Below are some records; write them all out again exactly.

##########

PR #1637, opened 2023-08-14
fix(generic-pool): remove deps on types package for ts5 compatibility

### LINKED ISSUE #1632: Cannot find type definition file for 'generic-pool'
### What version of `OpenTelemetry` are you using?
@opentelemetry/auto-instrumentations-node@0.38.0

### What version of `Node` are you using?
20.5.0

### What version of `Typescript` are you using?
5.1.6

### What did you do?
- Installed & setup opentelemetry node-sdk + auto-instrumentation-node  
- build with `npm run tsc`  

Build without error

### What did you see instead?
```
error TS2688: Cannot find type definition file for 'generic-pool'.
  The file is in the program because:
    Entry point for implicit type library 'generic-pool'
```

### Additional context
tsc build is working fine on version 4.8 of typescript but fails on 5.1

The error is likely caused by the `@types/generic-pool` on which depends the `@opentelemetry/instrumentation-generic-pool` package. 
Latest version `@types/generic-pool`  does not exports any typings anymore as the `generic-pool` package provides them directly.

Also, `@opentelemetry/instrumentation-generic-pool`  [imports @types/generic-pool as dependency](https://github.com/open-telemetry/opentelemetry-js-contrib/blob/main/plugins/node/opentelemetry-instrumentation-generic-pool/package.json#L66) and not `devDependency` which looks like a mistake. 

This is probably causing the issue with tsc on consumer projects using  `@opentelemetry/instrumentation-generic-pool` or the auto instrumentation

### Potential Solutions

1) Use typings from generic-pool package directly and remove the dependency to `@types/generic-pool`
2) Move the `@types/generic-pool` to devDependencies

blumamir:

fix #1632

##########

Answer below
PR #1637, opened 2023-08-14
fix(generic-pool): remove deps on types package for ts5 compatibility

### LINKED ISSUE #1632: Cannot find type definition file for 'generic-pool'
### What version of `OpenTelemetry` are you using?
@opentelemetry/auto-instrumentations-node@0.38.0

### What version of `Node` are you using?
20.5.0

### What version of `Typescript` are you using?
5.1.6

### What did you do?
- Installed & setup opentelemetry node-sdk + auto-instrumentation-node  
- build with `npm run tsc`  

Build without error

### What did you see instead?
```
error TS2688: Cannot find type definition file for 'generic-pool'.
  The file is in the program because:
    Entry point for implicit type library 'generic-pool'
```

### Additional context
tsc build is working fine on version 4.8 of typescript but fails on 5.1

The error is likely caused by the `@types/generic-pool` on which depends the `@opentelemetry/instrumentation-generic-pool` package. 
Latest version `@types/generic-pool`  does not exports any typings anymore as the `generic-pool` package provides them directly.

Also, `@opentelemetry/instrumentation-generic-pool`  [imports @types/generic-pool as dependency](https://github.com/open-telemetry/opentelemetry-js-contrib/blob/main/plugins/node/opentelemetry-instrumentation-generic-pool/package.json#L66) and not `devDependency` which looks like a mistake. 

This is probably causing the issue with tsc on consumer projects using  `@opentelemetry/instrumentation-generic-pool` or the auto instrumentation

### Potential Solutions

1) Use typings from generic-pool package directly and remove the dependency to `@types/generic-pool`
2) Move the `@types/generic-pool` to devDependencies

blumamir:

fix #1632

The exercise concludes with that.